INFORMATION:
PR #680, opened 2015-12-28
Fix leakage of ioloop pollers in SelectConnection and BlockingConnection

vitaly-krugl:


pika/adapters/select_connection.py
```diff
@@ -155,32 +157,34 @@ def _get_poller(self):
         return poller
 
 
-class SelectPoller(object):
-    """Default behavior is to use Select since it's the widest supported and has
-    all of the methods we need for child classes as well. One should only need
-    to override the update_handler and start methods for additional types.
+class _PollerBase(object):  # pylint: disable=R0902
+    """Base class for select-based IOLoop implementations"""
+    __metaclass__ = abc.ABCMeta
```
gst: this (_metaclass_ definition/assignment in class body) is py2 only

vitaly-krugl: @gst, thank you for pointing this out. I had no idea about this change in Python v3.x.

vitaly-krugl: @gst, I fixed this using `exec` on python 3. If Gavin allows dependency on six, then I will do it the six way.

gmr: I'd prefer not to use six, but rather to start focusing on Python 3 first with backwards compatibility patched in for two.

Is the desire to use six to just bypass having to deal with the differences?

vitaly-krugl: @gmr, in order to make use of `abc.ABCMeta` in Python 3, we need to use the new Python 3 syntax that's not supported in Python 2. That new syntax (`MyClass(metaclass=abc.ABCMeta)`) prevents the module from loading when running in Python 2. To make it work without `six`, I had to wrap the Python 3 variant of the code in the `exec()` function so it won't break loads under Python 2, which isn't ideal (https://github.com/vitaly-krugl/pika/blob/897624da1fa6c9aeeb854aca3a9abf5dd4dcf148/pika/adapters/select_connection.py#L170). I am not sure how else to overcome this compatibility issue.

pika/adapters/select_connection.py
```diff
@@ -155,32 +157,46 @@ def _get_poller(self):
...
+# between python 2 and 3 (metaclass syntax changed in Python 3). Ideally, would
+# use `@six.add_metaclass` or `six.with_metaclass`, but pika traditionally has
+# resisted external dependencies in its core code.
+if pika.compat.PY2:
+    class _AbstractBase(object):
+        __metaclass__ = abc.ABCMeta
+else:
+    # NOTE: Wrapping in exec, because `metaclass=abc.ABCMeta` fails to load
+    # on python 2.
+    exec('class _AbstractBase(metaclass=abc.ABCMeta): pass')
```
gst: strange, *as far as I know* it shouldn't fail to load without the exec..

vitaly-krugl:
It looks like Travis CI is still having issues: https://www.traviscistatus.com/. All of the failures are in the initialization: `The command "sudo apt-get update -qq" failed and exited with 100 during .`

vitaly-krugl:
Resolved merge conflict and rebased against new master

vitaly-krugl:
Resolved merge conflict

TASK OBJECTIVE:
The records above need to be duplicated. Keep every word unchanged.

ANSWER AREA:
PR #680, opened 2015-12-28
Fix leakage of ioloop pollers in SelectConnection and BlockingConnection

vitaly-krugl:


pika/adapters/select_connection.py
```diff
@@ -155,32 +157,34 @@ def _get_poller(self):
         return poller
 
 
-class SelectPoller(object):
-    """Default behavior is to use Select since it's the widest supported and has
-    all of the methods we need for child classes as well. One should only need
-    to override the update_handler and start methods for additional types.
+class _PollerBase(object):  # pylint: disable=R0902
+    """Base class for select-based IOLoop implementations"""
+    __metaclass__ = abc.ABCMeta
```
gst: this (_metaclass_ definition/assignment in class body) is py2 only

vitaly-krugl: @gst, thank you for pointing this out. I had no idea about this change in Python v3.x.

vitaly-krugl: @gst, I fixed this using `exec` on python 3. If Gavin allows dependency on six, then I will do it the six way.

gmr: I'd prefer not to use six, but rather to start focusing on Python 3 first with backwards compatibility patched in for two.

Is the desire to use six to just bypass having to deal with the differences?

vitaly-krugl: @gmr, in order to make use of `abc.ABCMeta` in Python 3, we need to use the new Python 3 syntax that's not supported in Python 2. That new syntax (`MyClass(metaclass=abc.ABCMeta)`) prevents the module from loading when running in Python 2. To make it work without `six`, I had to wrap the Python 3 variant of the code in the `exec()` function so it won't break loads under Python 2, which isn't ideal (https://github.com/vitaly-krugl/pika/blob/897624da1fa6c9aeeb854aca3a9abf5dd4dcf148/pika/adapters/select_connection.py#L170). I am not sure how else to overcome this compatibility issue.

pika/adapters/select_connection.py
```diff
@@ -155,32 +157,46 @@ def _get_poller(self):
...
+# between python 2 and 3 (metaclass syntax changed in Python 3). Ideally, would
+# use `@six.add_metaclass` or `six.with_metaclass`, but pika traditionally has
+# resisted external dependencies in its core code.
+if pika.compat.PY2:
+    class _AbstractBase(object):
+        __metaclass__ = abc.ABCMeta
+else:
+    # NOTE: Wrapping in exec, because `metaclass=abc.ABCMeta` fails to load
+    # on python 2.
+    exec('class _AbstractBase(metaclass=abc.ABCMeta): pass')
```
gst: strange, *as far as I know* it shouldn't fail to load without the exec..

vitaly-krugl:
It looks like Travis CI is still having issues: https://www.traviscistatus.com/. All of the failures are in the initialization: `The command "sudo apt-get update -qq" failed and exited with 100 during .`

vitaly-krugl:
Resolved merge conflict and rebased against new master

vitaly-krugl:
Resolved merge conflict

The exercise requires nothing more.